You need to patch the stage 2 ifs file then udpate the maps FEC as in the firmware thread.
After this your system will be ready to update the WV Maps.

From wich firmware have you start the MMI update ?
Have you reset the error in 5F after the update with XOR calculator?


----------



## Blue lightning (Jan 9, 2021)

I have started from 0229 and yes I have cleared the error with xor. What do you mean by FEC files?


----------



## albe0876 (Dec 30, 2016)

the FECcontainer file in the MMI.
the file with all the license of your system.
And for the maps for example


----------



## pcbbc (Sep 4, 2009)

Blue lightning said:


> I have started from 0229 and yes I have cleared the error with xor. What do you mean by FEC files?


Instructions on page 20 of the firmware updates thread.

Just about everything you need to know is on pages 20 and 21 of that thread. FEC file is located on the MIB unit itself and authorises which features you are allowed to use, and what map updates a valid.

Until you update the FEC codes with a later map entitlement you will have no luck updating to current maps.


----------



## Blue lightning (Jan 9, 2021)

pcbbc said:


> Blue lightning said:
> 
> 
> > I have started from 0229 and yes I have cleared the error with xor. What do you mean by FEC files?
> ...


Thanks. I will read the firmware update pages 20-21 and try to make all the necessary changes. It would be great addition to have the latest maps in the VC because I have already CarPlay added but the navigation with google maps isn't so great compering to MMI.


----------



## albe0876 (Dec 30, 2016)

if you have alredy added carplay maybe your system was also patched.
if yes you need only to extend the maps validation in the FEC file


----------



## pcbbc (Sep 4, 2009)

Blue lightning said:


> Thanks. I will read the firmware update pages 20-21 and try to make all the necessary changes. It would be great addition to have the latest maps in the VC because I have already CarPlay added but the navigation with google maps isn't so great compering to MMI.


If you are around SE London that I have a DLink cable and am happy help forum members with this. Just send me a PM to arrange a mutually convenient time.
Best to wait until lockdown is eased though. 

You can check your current FEC codes in the engineering menu.


----------



## Blue lightning (Jan 9, 2021)

Just to make sure what map data should I download from the VW? Is it Golf after 2015 and the discovery pro and do I need to anything for the data or is just copy to SD and update?


----------



## Blue lightning (Jan 9, 2021)

albe0876 said:


> if you have alredy added carplay maybe your system was also patched.
> if yes you need only to extend the maps validation in the FEC file


That would be great. I don't know what the carplay guy did to get the app working. How can I check is my system patched?


----------



## Blue lightning (Jan 9, 2021)

pcbbc said:


> Blue lightning said:
> 
> 
> > Thanks. I will read the firmware update pages 20-21 and try to make all the necessary changes. It would be great addition to have the latest maps in the VC because I have already CarPlay added but the navigation with google maps isn't so great compering to MMI.
> ...


Thanks for the offer but I'm little too far away from London...I live in Finland.
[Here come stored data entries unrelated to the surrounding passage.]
PR #3607, opened 2020-05-05
Fix error message on email preview

coorasse:
Email preview had a wrong error message (typo)


aldesantis:
Rerunning the CI here since the failure is not related.

Issue #3606, opened 2020-05-04
Unable to specify a custom attachment definition via config.taxon_attachment_module


softr8:
With the combination of some extensions and the recent code merged that included support for ActiveStorage, it is no longer possible to specify a custom taxon attachment definition, the changes are in this commit d802e5b6c11ae45a3f2a03322b4f1fc906bbff68

For example, solidus_paypal_braintree gem has an initializer, that adds a [custom helper](https://github.com/solidusio/solidus_paypal_braintree/blob/master/config/initializers/braintree.rb#L2) that calls Solidus Payments Controller, which inherits from Admin Base Controller, which also inherits from BaseController, and it has the Spree::Config.active_storage_enabled? check, it compares the current taxon_attachment_module with ActiveStorages one, this initializer runs before any of my initializers including config/initializers/spree.rb, that's where I usually override default taxon_attachment_module to use my custom module, but it just sets the value but it was already loaded in taxon model

Steps to reproduce

* Create a new solidus app with active storage changes included
* Add solidus_paypal_braintree to gemfile
* Create another taxon/paperclip_attachment with a custom method and add it to spree.rb initializer
* Open rails console, find a taxon then try to call the custom method, it says undefined method since it loaded the default one instead of the custom one

Not sure how to fix it, maybe the most compatible one with current extensions ecosystem is to modify this [check](https://github.com/solidusio/solidus/blob/master/core/lib/spree/app_configuration.rb#L591) to not invoke the module?

What do you think?

kennyadsl:
Yep, I think that `active_storage_enabled?` should not check the classes set to determine if we are using ActiveStorage, we can also be using it without using the modules provided by default in Solidus. 

@filippoliverani can you please take a look next Friday? 🙏

filippoliverani:
> Yep, I think that `active_storage_enabled?` should not check the classes set to determine if we are using ActiveStorage, we can also be using it without using the modules provided by default in Solidus.
> 
> @filippoliverani can you please take a look next Friday? 🙏

I agree, I'll update the check as soon as possible, thank you!

PR #3613, opened 2020-05-08
Always set ActiveStorage::Current.host in base controllers

filippoliverani:
**Description**
Ref #3606 

`ActiveStorage` disk service needs current host to be correctly set.
`ActiveStorage::SetCurrent` concern is not availabile in Rails < 6.0
so we need a custom one. The concern should always be included in
in controllers, there's no need to check if we are currently using
`ActiveStorage` based attachment adapters since Solidus already loads
`ActiveStorage` by default. This way we avoid loading uneccessary modules
during initialization process that could potentially conflict with
custom attachment adapters.

**Checklist:**


kennyadsl:
@softr8 do you think this is ok to fix your issue?

softr8:
> @softr8 do you think this is ok to fix your issue?

Yes!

But I certainly would like to have a little more help here. I'm not familiar at all with that kind of "coding" which was presented in the Firmware update pages and I didn't understand what exactly I should do. I think that the validation by signature is already erased because the CarPlay was installed.
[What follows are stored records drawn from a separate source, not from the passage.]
PR #3614, opened 2020-05-08
Fix specs on Rails master/6.1.0.alpha

filippoliverani:
**Description**

`Search::Base` specs started to fail  because `ActiveRecord`-generated SQL has changed in Rails master/6.1.0.alpha.
Generated SQL is bound to change and should not be used in expectations. Search results expectations now verify actual search output only.
When filtering on ranges `between` Arel operator must be used.
`in` operator implementation isn't converted anymore in a `between` SQL query, it
was a deprecated optimization now removed in rails/rails#39163

`Spree::Api::ImagesController` request specs started to fail because `ActionDispatch::TestProcess::FixtureFile#fixture_file_upload` has been changed in Rails master/6.1.0.alpha and rspec-rails is not compatible anymore with it.
`Rack::Test::UploadedFile` handles our use-case in the same away and doesn't have any compatibility issues.

**Checklist:**

### DIFF
--- a/api/lib/spree/api/testing_support/helpers.rb
+++ b/api/lib/spree/api/testing_support/helpers.rb
@@ -38,7 +38,7 @@ module Spree
         end
 
         def upload_image(filename)
-          fixture_file_upload(image(filename).path, 'image/jpg')
+          Rack::Test::UploadedFile.new(File.open(image(filename).path), 'image/jpg')
         end
       end
     end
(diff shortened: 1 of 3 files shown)


jarednorman:
Nice. I see this is still failing the Rails master build, but I like the approach.

filippoliverani:
> Nice. I see this is still failing the Rails master build, but I like the approach.
Thank you, almost there!

aldesantis:
Thanks @filippoliverani!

Could you please verify did I understood the procedure correct?
So first put the empty SD card to cars slot1 and establish the connection via USB-Ethernet. Then type some commands in windows cmd to copy the FEC and some other files to SD card? And then move the SD card to PC and modify (only the map validation year) the file with the editor which was in the page 21? Then save it and put the SD back to car. Now how to download it to car and replace the old one?

I'm sorry to ask so many questions but I would be very grateful for the help!


----------



## pcbbc (Sep 4, 2009)

Yes, basically that is the procedure. You need a compatible USB Ethernet adapter. The MMI only has a limited set of drivers for specific chipsets, so is fussy about which models it supports. The DLink adapter mentioned is known to work, but you may not be so lucky with other chipsets (although of course you can try).

If you replace the FEC container and the licences features no longer work, then your system is not bypassed. In that case use the instructions to flash the stage 2 IFS as well. Or you can just restore your backup of the unmodified FEC container and you will be back to normal.

I can also provide remote support if you want someone to walk through the procedure step by step as you do it for extra confidence.


----------



## Blue lightning (Jan 9, 2021)

I would be more than happy to get some remote support. Also albe0876 PM me, but I can't use PM yet because I'm too new here. I though have Telegram (https://t.me/Blue_Bolt15) if one could help me through that and also teamviewer is possible to use. 

I already have USB-Ethernet adapters with asix88772 chips and the carplay guy changed some drivers for them to work with my car so I think them are sorted.


----------



## Blue lightning (Jan 9, 2021)

When there is a way and one who can there's a solution.  Big thanks to Stuart alias pcbbc. There's one top bloke. He helped me and offered remote support so now I also have latest maps in use and will also be able to download newest ones in the future.


----------



## albe0876 (Dec 30, 2016)

Well done guys!


----------